The following documentation describes the high-level concepts. Refer to the code comments for specific API descriptions.

Note that, in English, the word "game" is used for both the description of the rules (e.g. the game of chess) and for a specific instance of a playthrough (e.g. "we played a game of chess yesterday"). We will be using "playthrough" or "trajectory" to refer to the second concept.

The methods names are in CamelCase in C++ and snake_case in Python without any other difference (e.g. state.ApplyAction in C++ will be state.apply_action in Python).

The tree representation

There are mainly 2 concepts to know about (defined in open_spiel/spiel.h):

  • A Game object contains the high level description for a game (e.g. whether it is simultaneous or sequential, the number of players, the maximum and minimum scores).
  • A State, which describe a specifics point (e.g. a specific board position in chess, a specific set of player cards, public cards and past bets in Poker) within a trajectory.

All possible trajectories in a game are represented as a tree.

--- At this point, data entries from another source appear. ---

PR #151, opened 2019-08-01
Update approach wide and full styles

### LINKED ISSUE #150: Wide and full blocks go offscreen with default template + no sidebar
**Describe the bug**
When using the single post's default template with no sidebar, wide and full-aligned blocks go off-screen. Left-aligned blocks -- which 'stick out' of the content area -- also get cut-off. 

Originally reported in #146; there are some more good screenshots of the issue there.

**To Reproduce**
1. Add a wide and full block to a post.
2. Make sure it's using the 'default' template.
3. Navigate to the customizer and remove all sidebar widgets.
4. View published version of your post with wide and full blocks.
5. Adjust the browser window size -- it gets better/worse at different breakpoints.

**Screenshots**

Wide and full:
image

Left aligned: 
image

**Expected behavior**

One of three options:
* The content should be centred when there are no sidebars (like the 'article feature' templtae)
* The content should remain to the left, and the wide and full blocks should not run outside of the content area (acting like they do when there is a sidebar).
* The content should remain to the left, and the wide and full block should display as wide and full, but adjust for the offset content area and not get cut off. 

**Edited to add**

Left-aligned blocks.

laurelfulford:
### All Submissions:

This PR reworks the wide and full styles a bit -- they were originally set up as the default, but then overridden on a template basis. But in reality, so far only the 'article feature' template uses the wide and full styles --  the default post and page styles don't, and the archive and search views only show excerpts, not full posts.

This PR inverts this, so the wide and full styles, and pulling the left and right alignments outside of the content area, is only applied to the article feature template.

Down the road, we could also add a 'page' template that would allow you to do the same thing there, but I think I'll hold off and see if we get a request for this.

Closes #150  

2. Copy and paste [this test content](https://cloudup.com/cnGd7pFmIXh) into the Code Editor view of the editor -- it include example of all the block variations that have changed: wide, full, left and right, plus image, cover, columns, pull quote and table, since their full-width styles have all be moved. 
3. Test a single post with the default template and a sidebar widget. All the content should stay 'inside' of the content area.
4. Test a single post with the default template and without a sidebar widget. All the content should still stay 'inside' of the content area.
5. Test a single post with the 'feature article' template. Left and right aligned blocks should pop outside of the content area a bit on larger browser windows (but move over as you scale the browser window down), and wide and full-width blocks should extend outside of the content area.

### Other information:

### DIFF
--- a/sass/blocks/_blocks.scss
+++ b/sass/blocks/_blocks.scss
@@ -13,22 +13,6 @@
 		margin-bottom: 0;
 	}
 
-	&.alignwide {
-		@include media( tablet ) {
-			margin-left: calc(25% - 25vw);
-			margin-right: calc(25% - 25vw);
-			max-width: 100vw;
-		}
-	}
-
-	&.alignfull {
-		margin-left: calc(50% - 50vw);
-		margin-right: calc(50% - 50vw);
-		max-width: 100vw;
-		position: relative;
-		width: 100vw;
-	}
-
 	// When the image block is aligned left or right, the markup changes,
 	// making a slighly different selector necessary.
 	&.wp-block-image .alignleft,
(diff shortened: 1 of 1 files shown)


laurelfulford:
Thanks!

In this tree, a node is a State and is associated to a specific history of moves for all players. Transitions are actions taken by players (in case of a simultaneous node, the transition is composed of the actions for all players).

Note that in most games, we deal with chance (i.e. any source of randomness) using a an explicit player (the "chance" player, which has id kChancePlayerId). For example, in Poker, the root state would just be the players without any cards, and the first transitions will be chance nodes to deal the cards to the players (in practice once card is dealt per transition).

See spiel.h for the full API description. For example, game.NewInitialState() will return the root State. Then, state.LegalActions() can be used to get the possible legal actions and state.ApplyAction(action) can be used to update state in place to play the given action (use state.Child(action) to create a new state and apply the action to it).

Loading a game

The games are all implemented in C++ in open_spiel/games. Available games names can be listed using RegisteredNames().

A game can be created from its name and its arguments (which usually have defaults). There are 2 ways to create a game:

  • Using the game name and a structured GameParameters object (which, in Python, is a dictionary from argument name to compatible types (int, bool, str or a further dict). e.g. {"players": 3} with LoadGame.
  • Using a string representation such as kuhn_poker(players=3), giving LoadGame(kuhn_poker(players=3)). See open_spiel/game_parameters.cc for the exact syntax.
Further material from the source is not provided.